Saturated set and union of prime ideals.

First of all, it is important to use correct notation. It is $A\setminus S$, not $A/S$, the complement of $S$. It is sufficient to prove that if $S$ is saturated then every element $x\in A\setminus S$ is contained in a prime ideal which is contained in $A\setminus S$. So let $x\in A\setminus S$. Let:

$\mathcal{F}=\{I\subseteq A|\ \text{I is an ideal, $x \in I$ and $I\cap S=\emptyset$}\}$

Since $S$ is saturated, the ideal $Ax=\{ax: a\in A\}$ belongs to $\mathcal{F}$, and so $\mathcal{F}$ is not empty. Using Zorn's lemma it is very easy to show that $\mathcal{F}$ contains a maximal element with respect to inclusion. So let $P\in\mathcal{F}$ be a maximal element. We will show it is prime.

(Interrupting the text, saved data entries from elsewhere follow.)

PR #2421, opened 2016-12-21
swapped out Wire references for Hyperion package

Aaronontheweb:
This PR swaps out the underlying Wire dependencies for Hyperion, in order to stop our users from getting GPL'd by upgrading to a new version of Wire.

I propose doing this across two releases

1. Release the current Akka.Serailization.Wire, complete with Hyperion dependencies, to move net new users onto the latest Hyperion version.
2. Deprecate the Akka.Serialization.Wire package and replace it with a Akka.Serialization.Hyperion package and update the necessary documentation in a subsequent release.

Any thoughts on the above?

PR #2441, opened 2017-01-08
Continued work over Distributed Data

Horusiath:
This PR brings few bug fixes, more API methods for distributed data collections and optimized, Hyperion-based serializers for ddata module (original Akka uses Protobuf).

### DIFF
--- a/src/core/Akka/Util/Internal/StringBuilderExtensions.cs
+++ b/src/core/Akka/Util/Internal/StringBuilderExtensions.cs
@@ -63,7 +63,8 @@ namespace Akka.Util.Internal
                     index++;
                     sb.Append(separator);
                     // ReSharper disable CompareNonConstrainedGenericWithNull
-                    if (enumerator.Current != null)
+                    current = enumerator.Current;
+                    if (current != null)
                         // ReSharper restore CompareNonConstrainedGenericWithNull
                     {
                         valueAppender(sb, current, index);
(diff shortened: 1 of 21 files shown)


Aaronontheweb:
Does this need to be dove-tailed with https://github.com/akkadotnet/akka.net/pull/2421 at all?

Horusiath:
No, those are custom serializers, but they use Hyperion internally. On the other side I'm thinking, if we should fall back to proto-buf here: current version assumes, that all elements for serialized collections will use Hyperion as well, which doesn't have to be true. We might potentially run into situation where we want to use custom serializers for internal elements representation.

Horusiath:
Ultimatelly using protobuf here is not a good option - the major point is the fact, that we have heavily generic collections here, causing a lot of pain when working with protobuf. Therefore for the time being I'm proposing to use existing serializer (a slightly optimized one Hyperion-based).

This PR is ready for review and to merge.

src/core/Akka/Util/Internal/StringBuilderExtensions.cs
```diff
@@ -63,7 +63,8 @@ public static StringBuilder AppendJoin<T>(this StringBuilder sb, string separato
                     index++;
                     sb.Append(separator);
                     // ReSharper disable CompareNonConstrainedGenericWithNull
-                    if (enumerator.Current != null)
+                    current = enumerator.Current;
+                    if (current != null)
```
Aaronontheweb: Nice catch

Aaronontheweb:
@Horusiath looks good to me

Suppose $y,z\notin P$ satisfy $yz\in P$. The ideal $P+Ay$ properly contains $P$, and so by maximality it follows that $P+Ay$ intersects $S$. So there are $p_1\in P, a_1\in A$ such that $p_1+a_1y\in S$. Similarly, there are $p_2\in P, a_2\in A$ such that $p_2+a_2z\in S$. Since $S$ is multiplicative, the product $(p_1+a_1y)(p_2+a_2z)$ belongs to $S$ as well. But:

$(p_1+a_1y)(p_2+a_2z)=p_1p_2+p_2a_1y+p_1a_2z+a_1a_2yz\in P$

Which is a contradiction to $P\cap S=\emptyset$.